Terminal Escape Sequences: What You See Is Not What You Get - Mojah
https://ma.ttias.be/terminal-escape-sequences-the-new-xss-for-linux-sysadmins/
======
dalke
The HN guidelines ask the submitter use the original title, which in this case
is "Terminal escape sequences – the new XSS for Linux sysadmins".
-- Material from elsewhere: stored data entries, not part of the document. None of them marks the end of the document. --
Issue #554, opened 2025-06-23
[ENH] Zero-inflated distributions


fkiraly:
Zero-inflated distributions are important in intermittent demand forecasting, so it would be nice to have these as explicit distributions, and/or a compositor.

Based on discussion with @tingiskhan in https://github.com/sktime/sktime/pull/8438.

I can think of three high-priority ones, for discussion:

- [ ] zero-inflated Poisson
- [ ] zero-inflated Negative Binomial
- [ ] zero-inflated compositor, i.e., inflates any distribution with zeros, e.g., `ZeroInflated(any_distribution, zero_rate=0)`. This should have analytic formulae for all of the distribution defining methods.

A possible approach - though challenging - might be to write the zero-inflated compositor *first*, and then define zero-inflated Poisson and NB by delegation, using `_DelegatedDistribution`.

Among other things, preserving the name makes it easier for readers to
identify duplicate postings. The same URL, with the original title, was
submitted five times 12-13 days ago (
[https://hn.algolia.com/?query=Terminal%20escape%20sequences%...](https://hn.algolia.com/?query=Terminal%20escape%20sequences%20%E2%80%93%20the%20new%20XSS%20for%20Linux%20sysadmins&sort=byDate&dateRange=all&type=story&prefix=false&page=0)
). Only
[https://news.ycombinator.com/item?id=10273336](https://news.ycombinator.com/item?id=10273336)
has comments, and even then only two.

Which you knew because this is the _fourth_ time you submitted this URL.

I see that you have made many links to the ma.ttias.be domain, that many of
them are duplicate posts, and that you are experimenting with URL tracking.
This feels like you are abusing your ability to post to HN. At the very least,
it's behavior that I strongly dislike, and don't want to see here.